* **Instructions to follow**: Only a number is wanted here. Tally the lines of the data that contain "writes".

Collected data:
>>>

PR #2420, opened 2026-08-12
[19.0][FIX] properly display phone2 in partner views

NICO-SOLUTIONS:
Before:
before_list
before_kanban
before_form
before_simple_form

After:
after_list
after_kanban
after_form
after_simple_form

Here, the mobile number extension is activated as well, so please don’t get irritated by it.

### DIFF
--- a/partner_phone_secondary/README.rst
+++ b/partner_phone_secondary/README.rst
@@ -60,7 +60,8 @@ Authors
 Contributors
 ------------
 
-- Iván Todorovich <ivan.todorovich@gmail.com>
+-  Iván Todorovich <ivan.todorovich@gmail.com>
+-  Nils Coenen <nils.coenen@nico-solutions.de>
 
 Maintainers
 -----------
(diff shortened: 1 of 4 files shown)


ivantodorovich:
Thanks!

Could you share a screenshot of before vs after in the PR description? 🙏🏻

NICO-SOLUTIONS:
> Thanks!
> 
> Could you share a screenshot of before vs after in the PR description? 🙏🏻

@ivantodorovich 

moved it to the first PR comment...

ivantodorovich:
Thanks!

Could you add a `priority` to the view, so that when `partner_mobile` is also installed the `phone2` lands directly after `phone`, and before `mobile` ?

NICO-SOLUTIONS:
> Thanks!
> 
> Could you add a `priority` to the view, so that when `partner_mobile` is also installed the `phone2` lands directly after `phone`, and before `mobile` ?

@ivantodorovich 
Done. Since partner_mobile doesn't define a priority, it defaults to 16. I set the priority of these views to 20, so they are applied afterwards and phone2 ends up directly after phone and before mobile. I also updated the "after" screenshots in the first commit comment.

ivantodorovich (approved):
Thanks!!

PR #2421, opened 2026-08-12
[18.0][FIX] partner_firstname: honor is_company in create values

marcos-mendez:
`create()` decides whether the partner being created is a company only from `vals.get("company_type")`. A create call that passes `is_company=True` together with a `name` — a perfectly valid combination, and what modules that don't know about `company_type` naturally send — has the name split into `firstname`/`lastname` as if the partner were a person:

```python
partner = env["res.partner"].create({"name": "dummy company", "is_company": True})
partner.firstname  # "dummy"
partner.lastname   # "company"
```

This was found while migrating the cooperator module family to 18.0: `get_partner_company_vals()` passes `is_company` and company partners came out with split names.

The fix makes `create()` also honor `is_company` in the values. Two regression tests included (one for `is_company` in vals, one confirming the existing `company_type` path still works).

Module test suite after the change: 51 tests, 0 failures.

### DIFF
--- a/partner_firstname/models/res_partner.py
+++ b/partner_firstname/models/res_partner.py
@@ -59,7 +59,9 @@ class ResPartner(models.Model):
         created_partners = self.browse()
         for vals in vals_list:
             partner_context = dict(self.env.context)
-            is_company = vals.get("company_type") == "company"
+            is_company = vals.get("company_type") == "company" or vals.get(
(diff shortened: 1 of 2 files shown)


legalsylvain (approved):
LGTM.

Thanks.

/ocabot merge patch

PR #2427, opened 2026-08-29
[FIX] partner_multi_relation: clear the menu left naming the action 19.0 removed

moylop260:
Upgrading a database that predates 18.0 leaves the backend blank for every user. No apps, no menus, and in the browser a SyntaxError about HTML where JSON was expected, because /web/webclient/load_menus answers 404:

    Record does not exist or has been deleted. (Record: ir.actions.act_window(803,))

The menu is menu_res_partner_relation and the action is action_res_partner_relation_all.

Three things have to line up for this, and each one is reasonable on its own.

The menu has been a plain container since 18.0. It is declared with a name and a parent, no action, and the two menus that do carry actions hang underneath it:

https://github.com/OCA/partner-contact/blob/7e3e10eca258adf40a1f245b539401d77d644798/partner_multi_relation/views/menu.xml#L3-L14

But a <menuitem> without an action attribute emits no such field, and _load_records only writes the fields it is given, so the value an older version stored is never rewritten:

https://github.com/odoo/odoo/blob/27391b2f112039e52198ddf590548e7baa5968dc/odoo/tools/convert.py#L339-L353

It sits in the column, valid, claimed by no data file.

19.0 is what makes it dangle. In 18.0 the action lived in views/res_partner_relation_all.xml and targeted res.partner.relation.all:

https://github.com/OCA/partner-contact/blob/7e3e10eca258adf40a1f245b539401d77d644798/partner_multi_relation/views/res_partner_relation_all.xml#L71-L78

That whole file is gone in 19.0, and the model with it: migrations/19.0.1.0.0/pre-migration.py drops the SQL view the action was there to show.

https://github.com/OCA/partner-contact/blob/bce3eb448e580ad58eeb43c714d0dfa87710cb08/partner_multi_relation/migrations/19.0.1.0.0/pre-migration.py#L13

The replacement is a different record over a different model, action_res_partner_relation on res.partner.relation, so the old one is deleted rather than renamed:

https://github.com/OCA/partner-contact/blob/bce3eb448e580ad58eeb43c714d0dfa87710cb08/partner_multi_relation/views/ir_actions_act_window.xml#L8-L11

That deletion is correct and this patch does not touch it. The action cannot be kept or renamed; its model is gone.

And nothing connects the two. ir_ui_menu.action is a reference column holding '<model>,<id>' as plain text, with no foreign key, so no cascade fires and no constraint complains. The menu keeps naming a record that no longer exists, and one such menu is enough to take the whole backend down.

Measured on a production database upgraded from 18.0: the action exists before the upgrade and after the Odoo Upgrade Service, with no dangling menu on either side; it is gone after the module updates, with menu_res_partner_relation left pointing at it while its two siblings resolve.

The action is cleared, not repointed. Guessing which action the menu meant, by matching it against whichever one the module declares now, is wrong exactly when it matters: a menu that silently opens the wrong action is worse than one that opens nothing. The XML already says what this menu is -- a container.

The sweep is scoped to this module's own menus. A missing reference here is a class of damage rather than one bad row, and any renamed action can produce another, so it looks for what does not resolve instead of the known id; but cleaning menus another module owns would be reaching outside what this migration can reason about.

It runs post-migration and not pre-migration. The records are deleted while this module's data reloads, so a pre-migration would find the action still alive and nothing to clean.

The test walks every menu this module owns and resolves its action, since one stale reference is all it takes.

### DIFF
--- a/partner_multi_relation/__manifest__.py
+++ b/partner_multi_relation/__manifest__.py
@@ -2,7 +2,7 @@
 # License AGPL-3.0 or later (https://www.gnu.org/licenses/agpl.html).
 {
     "name": "Partner Relations",
-    "version": "19.0.1.1.1",
+    "version": "19.0.1.1.2",
     "author": "Therp BV,Camptocamp,Odoo Community Association (OCA)",
     "website": "https://github.com/OCA/partner-contact",
     "complexity": "normal",
--- a/partner_multi_relation/migrations/19.0.1.1.2/post-migration.py
+++ b/partner_multi_relation/migrations/19.0.1.1.2/post-migration.py
@@ -1,0 +1,56 @@
+# Copyright 2026 Vauxoo <https://www.vauxoo.com>.
+# License AGPL-3.0 or later (https://www.gnu.org/licenses/agpl.html).
+import logging
+
+from openupgradelib import openupgrade
+
+logger = logging.getLogger(__name__)
+
+
+@openupgrade.migrate()
+def migrate(env, version):
+    """Clear this module's menus that still name an action 19.0 removed.
+
+    ``menu_res_partner_relation`` has been a plain container since 18.0, but
+    databases coming from older versions still carry the action it used to have,
+    ``action_res_partner_relation_all``. A ``<menuitem>`` without an ``action``
+    attribute emits no such field, and ``_load_records`` only writes the fields it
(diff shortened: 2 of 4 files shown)


BhaveshHeliconia (approved):
Looks good to me thanks!

BhaveshHeliconia:
could you please check the failing pre-commit?

PR #2436, opened 2026-09-17
[15.0][IMP] partner_data_vies_populator: backport address parsing from v17

hbrunn:
I also added a commit to patch away the remote calls during tests, which should be cherry-picked to the other versions to avoid failing tests when VIES is overloaded, which happens regularly, amongst others because of CI doing it wrong like here


dreispt (approved):
Looks great, thank you!

luisDIXMIT (approved):
Code review, LGTM!

PR #3098, opened 2026-08-02
Anvil Redesign pt 1

WolfEclipses:
-Not a rework
-Adds a button to sort by different categories so we can find certain things faster
      -Ex: We want to recycle a bunch of loot and can now do that faster
-Search still searches ALL items not just the type selected, clear search box to go back to sorting    
  
-Reason it is pt 1 is Im going to update gui textures next, did not want to combine both in case you hate this

-Ill gladly move location of button or order or anything just let me know

-Meow


HbmMods:
Instead of using a magic number, couldn't this be an enum?

WolfEclipses:
This has been updated to Enums, I lowkey forget enums exist the second im not using them and defaulted to my state machine experience with verilog T_T

PR #3099, opened 2026-08-02
Multiblock Shape Refactor

WolfEclipses:
DO NOT MERGE THIS. IT WILL BREAK EVERYTHING.

Background
     -The gui placement thing was hell because of all the different systems in place, when making that mellow and I talked about it and determined that it should be refactored/redesigned/simplified, this is the byproduct of that, it also is supposed to help with some space stuff??? (idk not my department)
     
What this does
     -Takes and unifies the dimension usage (checkPlacement, fillSpace, getAllDimensions, getDimensions) for all multiblocks into BlockDummyable, and allows us to define a shape of a multiblock in a more simple manner, it also eliminates a lot of overrides in every machine (it'll cut ~15-50 lines of repeat information from most multiblocks)
     -Some changes will be made once all are converted (Fixing getDimensions) (Limiting call access)
         -These werent done since converting only one was causing issues
     
BEFORE I go and rewrite every single multiblock in the game to this new system, (as that will take a shit ton of time) I wanted to show you so you could:
-Look at it
-Consider it
-Get acquainted with it
-Give input
-Take it for a walk (idk)

Currently, this ONLY works for the leviathan turbine as that has the most hellish multiblock of all time (Im looking at you front port)

This only really affects you and maybe a contributor once in a while, so please prioritize your happiness on this.

While I have tested this, and fixed the bugs I did encounter, there may be something I have missed, and I will continue testing as I go.

Thank you :P


TheVitya2127:
ReFactorio

PR #3110, opened 2026-08-03
Add a getplayername command to the Radar Satellite

FluffsADev:
Adds a command to the Radar Satellite that allows for a player name to be output if a radar entry is a player.

This is useful for displaying names of players found by a radar satellite and provides a non-changing string for the autocal to use for comparison unlike target ids which will change.

image


HbmMods:
Not intended for the radar satellite. The spy satellite can already do this, although limited to detecting all players within its view and only players on the surface.

PR #3115, opened 2026-08-05
Floor vs Antimatter (qmaw), who wins?

WolfEclipses:
Yeah, did not include dangerous drop as it literally is in the tooltip


HbmMods:
RBMK should be capitalized and linked

WolfEclipses:
Fixed, meow

PR #3116, opened 2026-08-06
Jetpack joke here (kerosene QMAW)

WolfEclipses:
ok so, this one I didnt cover that it could be used for high tier fuels or that it could be turned into petgas as those are in my opinion lesser uses, but if you want them in let me know.


HbmMods:
Fractioning comes first, so you should mention it first.

WolfEclipses:
Fixed, I have not done reformate gas or anvil requested changes yet, Im too tired

PR #3120, opened 2026-08-07
Mineral Clumps

polyvus:
Adds Mineral Clump

Mineral Clumps are obtained using the rock mill.
Crushing cobble stone has a 2% chance of giving one mineral clump,
which you can put 2 of them in a chemplant to get one of these items

- 30% chance gravel
- 15% chance sulfur
- 15% chance niter
- 10% chance iron powder
- 10% chance copper powder
- 10% chance lead powder
- 5% chance gold* powder
- 5% chance tungsten podwer
 (+100mB ore slop)

you can also just shred it to get gravel


sten104:
this would only be good in a skyblock and modpacks can already do this, i see absolutely no point in this

polyvus:
> this would only be good in a skyblock and modpacks can already do this, i see absolutely no point in this

Its just a cheap "B.O.P"
I just thought that if you have more power than you need and your still early game you can use this.
And I'm just thowing stuff at a wall and see what sticks, I don't expect anything..

TheVitya2127:
> Its just a cheap "B.O.P" I just thought that if you have more power than you need and your still early game you can use this. And I'm just thowing stuff at a wall and see what sticks, I don't expect anything..

This makes absolutely no sense and will break the balance.

The current BoP is already accessible early in the game. The recipes are incredibly cheap.
IMG_20260808_005047
IMG_20260808_005103


The new cobblestone refining recipe, which can be crafted almost out of thin air, is too unbalanced due to the huge yield chance (tested with basic sand and gravel refining in half an hour of play).

Additionally, Ore Slipe can be used for infinite BoP, where you don't have to dig new chunks, and also get infinite sulfur, niter and mercury without mining BoP.

polyvus:
> > Its just a cheap "B.O.P" I just thought that if you have more power than you need and your still early game you can use this. And I'm just thowing stuff at a wall and see what sticks, I don't expect anything..
> 
> This makes absolutely no sense and will break the balance.
> 
> The current BoP is already accessible early in the game. The recipes are incredibly cheap. IMG_20260808_005047 IMG_20260808_005103
> 
> The new cobblestone refining recipe, which can be crafted almost out of thin air, is too unbalanced due to the huge yield chance (tested with basic sand and gravel refining in half an hour of play).
> 
> Additionally, Ore Slipe can be used for infinite BoP, where you don't have to dig new chunks, and also get infinite sulfur, niter and mercury without mining BoP.

The recipes are insanely cheap but processing isn't.
I could make it so it doesn't give you ore slop and lower the chance / higher input energy for the chemplant
but other than that I don't see a problem.
And you call this unbalanced when you can make one astroid mining ship and it will give you infinite powders/crystals without needing to feed it anything (unless it got changed which I'm not aware of)

TheVitya2127:
> And you call this unbalanced when you can make one astroid mining ship and it will give you infinite powders/crystals without needing to feed it anything (unless it got changed which I'm not aware of)

Indeed. A Cobblestone made of air and an Asteroid Mining Ship, which is available after T3 oil, wow.

What is the problem with making the cheapest processing of bedrock ore? If you increase the power consumption, it will not make sense compared to BoP.

If were to add something similar to your idea, then could probably make an analog of "Ore Nitra", which I've been thinking about for a long time for NTM Space, but in a regular NTM there is no particular need for this (unless you are playing with an expensive mode)

TheVitya2127:
The problem is that Cobblestone is a very accessible material, there is always a lot of it and it can be produced infinitely even at the early stage of the game.

src/main/java/com/hbm/inventory/recipes/ShredderRecipes.java
```diff
@@ -219,7 +219,7 @@ public void registerDefaults() {
 		for(ItemStack sapling : saplings) ShredderRecipes.setRecipe(sapling, new ItemStack(Items.stick, 1));
 		for(ItemStack dust : lapis) ShredderRecipes.setRecipe(dust, new ItemStack(ModItems.powder_cobalt_tiny, 1));
 		
-		for(EnumBedrockOre ore : EnumBedrockOre.values()) {
+		for(EnumOre ore : EnumOre.values()) {
```
HbmMods, line 222: what are you doing here

HbmMods:
I'm not opposed to the idea, but the way it's implemented right now kind of conflicts with the idea behind the rock mill. Primarily, the rock mill is supposed to be a way to either automate or bulk process certain materials as a stepping stone for building a BOP setup, providing some extra materials that are either annoying to get or otherwise rare from regular mining without increasing ore yield or just making the ores way more common. Iron and copper were excluded deliberately because after you get a crucible, you basically never run out of those until you're way into midgame due to the giant hematite and malachite deposits.

> this would only be good in a skyblock and modpacks can already do this, i see absolutely no point in this

The secondary idea behind the rock mill was to provide an early and cheap machine that could replace ex nihilo. Indeed, using the config you can already assign any material you want to the recipes.

> This makes absolutely no sense and will break the balance.

Given that the outputs are mainly just common ores and need at the very least a chemical plant, I don't think balancing is the main concern here.

Issue #3114, opened 2026-08-05
I18nUtil Cascade


TheVitya2127:
To be honest, I haven't been able to reproduce the problem, but I'll post it anyway.

<img width="480" height="95" alt="Image" src="https://github.com/user-attachments/assets/b1b6735b-b2f5-483c-9c2e-058773a5c302" />

The error is probably caused on the server side because of these lines:

https://github.com/HbmMods/Hbm-s-Nuclear-Tech-GIT/blob/9a2eb731adb90863063ba24ca551c890226fec09/src/main/java/com/hbm/items/tool/ItemPollutionDetector.java#L38-L40

It's not particularly difficult to fix it, *maybe*.
I'm fucking apologizing again AND DON'T YELL AT ME, I'M STILL READING YOURS MESSAGES FROM THE FUCKING SERVER.

BallOfEnergy1:
Did you test it on a dedicated server/client pair? That's the main way to reproduce these kinds of issues with I18n (client-side calls on server-side).

TheVitya2127:
> Did you test it on a dedicated server/client pair? That's the main way to reproduce these kinds of issues with I18n (client-side calls on server-side).

I have no idea how to do this. There is no documentation, so I do not know how to run the server-side tests.

BallOfEnergy1:
You start a dedicated server instance (using either the built-in IDE tools, you can look this up or use the gradle task `runServer`), or by plopping the built jar into a dedicated server instance. You can then join that server using a local client instance (with either `runClient` or otherwise). [This is part of the contribution guidelines, and you should have tested it on both client and server.](https://github.com/HbmMods/Hbm-s-Nuclear-Tech-GIT/blob/master/CONTRIBUTING.md#test-your-code)

TheVitya2127:
> [This is part of the contribution guidelines, and you should have tested it on both client and server.](https://github.com/HbmMods/Hbm-s-Nuclear-Tech-GIT/blob/master/CONTRIBUTING.md#test-your-code)

Yes, I have read this file carefully. I use Sublime Text for all my PRs, so there may be problems.



> You start a dedicated server instance (using either the built-in IDE tools, you can look this up or use the gradle task `runServer`), or by plopping the built jar into a dedicated server instance. You can then join that server using a local client instance (with either `runClient` or otherwise).

Thanks, next time I will run tests from the server-side.

TheVitya2127:
[...]

PR #3121, opened 2026-08-07
Fix I18N server side call

Deeplerg:
Fix pollution detector detecting I18N server side calls

image


Deeplerg:
Closes #3114

TheVitya2127:
Thank you for releasing the PR with the correction of my crap faster than me.

PR #3125, opened 2026-08-09
Reformate gas qmaw

WolfEclipses:
Im tired


HbmMods:
I think instead of listing all the machines it can potentially come out of, it's more important to say that it's an end product from oil 3.

WolfEclipses:
Fixed

PR #4344, opened 2025-09-25
Move EthKeychain interface to utils/crypto/keychain package

felipemadero:
## Why this should be merged
This refactoring improves code organization by centralizing keychain interfaces in a single package. Currently, the EthKeychain interface is defined in wallet/chain/c, which creates an awkward dependency where core keychain functionality is scattered across different packages. This separation makes it unclear that keychain implementations should provide both AVAX and Ethereum address support.  

## How this works
- Interface relocation: The EthKeychain interface with GetEth(addr common.Address) (Signer, bool) and EthAddresses() set.Set[common.Address] methods is moved to the main keychain package

## How this was tested
- Unit tests


yacovm (dismissed):

StephenButtolph:
Isn't it supposed to be preferred to define the interface where it is used, rather than next to the struct that defines it?

I know that isn't necessarily what we have done in avalanchego in the past, but this PR seems to be pushing us back into a bad pattern (rather than pushing us towards a cleaner pattern).

felipemadero:
> Isn't it supposed to be preferred to define the interface where it is used, rather than next to the struct that defines it?

You're right about the Go convention. Looking at usage, EthKeychain is primarily used in wallet/chain/c (signer) and wallet/subnet/primary (wallet creation). I moved it to match the existing Keychain pattern and also wanted to provide a single point of reference for keychain implementations (ledger, cubesigner, secp256k1fx). This makes it easier to see what interfaces need to be implemented when adding new keychain types IMO. But given the more limited usage compared to Keychain, would you prefer it back in wallet/chain/c where it's most heavily used?

felipemadero:
Unneeded Feature

PR #4345, opened 2025-09-25
use only relevant package to subnet-evm

ceyonur:
## Why this should be merged

The check was too strict, it should only cover those potentially can be imported from subnet-evm

## How this works

relaxes the test by only checking:

* direct `tests` package
* direct `tests/antithesis` package
* `tests/fixture` and subpackages

## How this was tested

UT

no

### DIFF
--- a/tests/imports_test.go
+++ b/tests/imports_test.go
@@ -15,13 +15,16 @@ import (
 func TestMustNotImport(t *testing.T) {
 	require := require.New(t)
 
+	illegalPaths := []string{
+		"github.com/ava-labs/coreth/params",
+		"github.com/ava-labs/coreth/plugin/evm/customtypes",
+	}
 	mustNotImport := map[string][]string{
 		// Importing these packages configures libevm globally. This must not be
 		// done to support both coreth and subnet-evm.
-		"tests/...": {
-			"github.com/ava-labs/coreth/params",
-			"github.com/ava-labs/coreth/plugin/evm/customtypes",
-		},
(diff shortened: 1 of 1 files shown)


tests/imports_test.go
```diff
@@ -15,13 +15,16 @@ import (
 func TestMustNotImport(t *testing.T) {
```
maru-ava, line 22: Please add a docstring that explains the intent behind this test. Otherwise it's not obvious to me how to review changes and I am guessing I am not the only one. We should only be approving what we understand.

ceyonur: There was a inline comment that explained it, I moved it to above.

aaronbuchwald: Could you include in the comment as you explained on Slack why a test is needed here as opposed to just letting it fail loudly when attempting to double register extras?

maru-ava: Can you elaborate on what 'configure libevm globally' means? And what's stopping a transitory import (i.e. an e2e test imports an avalanchego package that imports libevm) from 'configuring libevm globally'?

ceyonur: * importing `libevm` is fine, the problem is importing certain packages that use libevm globals like `coreth/params`, `coreth/plugin/evm/customtypes`
* Transitory imports can definitely happen, and this test actually checks them through `packages.GetDependencies`.

maru-ava: That's helpful, thank you. Please add those details to the docstring.

PR #4347, opened 2025-09-25
Update ledger dependencies to v1.1.0

felipemadero:
## Why this should be merged
- The previous ledger dependency no longer works with Avalanche Ledger app v1.3.7; adopting v1.1.0 restores support for current Ledger firmware.
- Upstream has moved the Go package into its own repository (github.com/ava-labs/ledger-avalanche-go)

## How this works
- Updates utils/crypto/ledger/ledger.go to import the module from the new standalone repository.
- Refreshes go.mod/go.sum so the project depends on ledger-avalanche-go v1.1.0


tests/fixture/bootstrapmonitor/bootstrap_test_config_test.go
```diff
@@ -299,7 +299,7 @@ func TestStateSyncEnabledFromEnvVars(t *testing.T) {
 			chainConfigContent: marshalAndEncode(t,
 				map[string]chains.ChainConfig{
 					"C": {
-						Config: []byte("{\"state-sync-enabled\":1234}"),
+						Config: []byte("{\"state-sync-enabled\":{}}"),
```
StephenButtolph, line 302: Why is this changed?

go.mod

<<<

* **Exercise output**: 2